Problem description: Give back an exact copy of the lines below, from the first through the line with "- ~~Set to off/disabled"; please stop there.

Information given:
········

PR #814, opened 2016-11-09
Fix bug in addImplicitBenzene regarding step 3 sorting by connectivity

nyee:


rmgpy/molecule/group.py
```diff
@@ -1368,20 +1368,22 @@ def sortByConnectivity(atomList):
             Returns: a sorted list of atoms where each atom is connected to a previous
```
KEHANG: Can you add a few unittests for just this method `sortByConnectivity` rather than other higher level methods in `groupTest.py`; also choose at least examples that fall into different cases, e.g. one can be whole molecule is connected by `B` bond, the other can be divided into several sub-molecules.

nyee: Looked into it a little bit, but I don't think I can without changing the whole code structure. Because `sortByConnectivity()` is a function underneath `addImplicitBenzene() ` , I cannot seem to access sortByConnectivity except in the scope of addImplicitBenzene.

nyee:
@KEHANG, after thinking about it for a bit, I moved some of the helper functions to be methods for :class:Group instead, so that I could add unit tests. A few of the helper functions I decided should stay private, and are hopefully simple enough to not need unit tests.

PR #4048, opened 2026-01-11
(Take 2) Attempt to restore Ogg Theora video support

goodusername123:
The same as https://github.com/BrowserWorks/waterfox/pull/3975 but with the following change(s):
- Updated to [Theora 1.2](https://xiph.org/press/2025/theora-release-1.2/) (used to be a alpha version of 1.2 before this).
- ~~Set to off/disabled by default~~ (Not pushed because I wasn't 100% sure if this was a requirement of yours for inclusion into Waterfox based on your comment/response on the previous PR. If desired/required I can push a commit to flip this off by default).
- Didn't include the file "`clang-arm.patch`" since it's pretty unnecessary and is also leftover from before the changes within it where merged into libtheora officially.
- Pushed very small minor lines/changes that GitHub failed to upload before (the commit with "followup" in it's name).
Changes added after submitting this PR:
- Added a extra copyright line to license.html (also corrected accidentally removing info for something else however this wasn't present as an issue in the original PR).
- Added missing Solaris OS define for the RDD pref.

Also here's one of the test files from the previous PR for easy testing: https://threejs.org/examples/textures/sintel.ogv


toolkit/content/license.html
```diff
@@ -2428,9 +2428,6 @@ <h1><a id="chromium"></a>Chromium License</h1>
                 <li><code>toolkit/components/formautofill/shared/FormAutofillNameUtils.sys.mjs</code></li>
                 <li><code>editor/libeditor/EditorEventListener.cpp</code></li>
                 <li><code>security/sandbox/</code></li>
-#ifdef MOZ_ZUCCHINI
```
MrAlex94, line 2431: This shouldn't be removed

toolkit/content/license.html
```diff
@@ -5316,9 +5313,6 @@ <h1><a id="unicode"></a>Unicode License</h1>
               <li><code>intl/icu</code></li>
               <li><code>intl/tzdata</code></li>
               <li><code>js/src/util</code></li>
-#ifdef MOZ_ZUCCHINI
```
MrAlex94, line 5319: +1

modules/libpref/init/StaticPrefList.yaml
```diff
@@ -11420,6 +11420,23 @@
   mirror: always
 #endif
 
+- name: media.rdd-theora.enabled
```
MrAlex94, line 11423: Realistically, this should be false for all (and no need for so many if guards since the values are all the same.

MrAlex94 (changes requested):

toolkit/content/license.html
goodusername123: > This shouldn't be removed

Ah whoops sorry about that, my local copy of the files/changes for this branch was from before this info was present so when I pushed it removed this by mistake.

modules/libpref/init/StaticPrefList.yaml
goodusername123: This is seemingly the way it is due to this being intended to only be enabled for platforms that fully support the multi-process architecture of Gecko. It manually sets each and every desktop platform to true and then gets set to false for mobile and esoteric/unknown platforms. This matches how it's setup for most of the other RDD process related prefs for similar formats, The only thing missing/different compared to the others is the define for Solaris OS which was added after Theora was removed. ill push a commit to add the missing Solaris define for the niche scenario of Waterfox getting compiled for it (unofficially or officially). Also I do agree that this here looks a bit messy but changing it would put the logic for this pref out of sync with all the other related/similar prefs, I mean I guess the same decision logic could be kept by just having converting a bunch of the if checks to all that place at once but this would still break consistency with the other prefs.

Oh also just to be clear this isn't the pref for enabling or disabling Theora support outright that would be `media.theora.enabled` which is somewhere lower down in the file.

MrAlex94 (approved):

PR #458, opened 2020-08-14
[QC-386] Add timestamp to post-processing triggers

knopers8:
TODO
- update tests
- document

PR #461, opened 2020-08-18
[QC-388] Use timestamps in TrendingTask

knopers8:
After https://github.com/AliceO2Group/QualityControl/pull/458

This is an example how to retrieve data with use of timestamps. This will allow for running post-processing on older data by using triggers with associated timestamps.
@iravasen you have your own post processing tasks, so you might be interested about this.

### DIFF
--- a/Framework/include/QualityControl/TrendingTask.h
+++ b/Framework/include/QualityControl/TrendingTask.h
@@ -56,9 +56,10 @@ class TrendingTask : public PostProcessingInterface
     Int_t runNumber = 0;
   };
 
-  void trendValues();
-  void storePlots();
-  void storeTrend();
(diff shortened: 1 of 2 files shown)


knopers8:
Hmm, the results should be also stored with the same timestamp. I have to fix that.

knopers8:
@Barthelemy What would be the correct timestamp for post-processing results? Just like in normal MOs and QOs - from the current timestamp to 10 years in the future? Or perhaps from the first timestamp in trend, until the most recent?

Anyway, `DatabaseInterface::storeMO` has to be extended to take timestamps first.

Barthelemy:
could you just fix the conflicts before I review ?

knopers8:
oh, sure

Barthelemy (approved):

PR #462, opened 2020-08-20
[QC-383] Rerunning post-processing with selected timestamps

knopers8:


Framework/include/QualityControl/PostProcessingRunner.h
```diff
@@ -49,6 +49,8 @@ class PostProcessingRunner
   void stop();
   /// \brief Reset transition. Throws on errors.
   void reset();
+  /// \brief Runs the task over selected timestamps, performing the full start, run, stop cycle.
```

········

Your response:
PR #814, opened 2016-11-09
Fix bug in addImplicitBenzene regarding step 3 sorting by connectivity

nyee:


rmgpy/molecule/group.py
```diff
@@ -1368,20 +1368,22 @@ def sortByConnectivity(atomList):
             Returns: a sorted list of atoms where each atom is connected to a previous
```
KEHANG: Can you add a few unittests for just this method `sortByConnectivity` rather than other higher level methods in `groupTest.py`; also choose at least examples that fall into different cases, e.g. one can be whole molecule is connected by `B` bond, the other can be divided into several sub-molecules.

nyee: Looked into it a little bit, but I don't think I can without changing the whole code structure. Because `sortByConnectivity()` is a function underneath `addImplicitBenzene() ` , I cannot seem to access sortByConnectivity except in the scope of addImplicitBenzene.

nyee:
@KEHANG, after thinking about it for a bit, I moved some of the helper functions to be methods for :class:Group instead, so that I could add unit tests. A few of the helper functions I decided should stay private, and are hopefully simple enough to not need unit tests.

PR #4048, opened 2026-01-11
(Take 2) Attempt to restore Ogg Theora video support

goodusername123:
The same as https://github.com/BrowserWorks/waterfox/pull/3975 but with the following change(s):
- Updated to [Theora 1.2](https://xiph.org/press/2025/theora-release-1.2/) (used to be a alpha version of 1.2 before this).
- ~~Set to off/disabled by default~~ (Not pushed because I wasn't 100% sure if this was a requirement of yours for inclusion into Waterfox based on your comment/response on the previous PR. If desired/required I can push a commit to flip this off by default).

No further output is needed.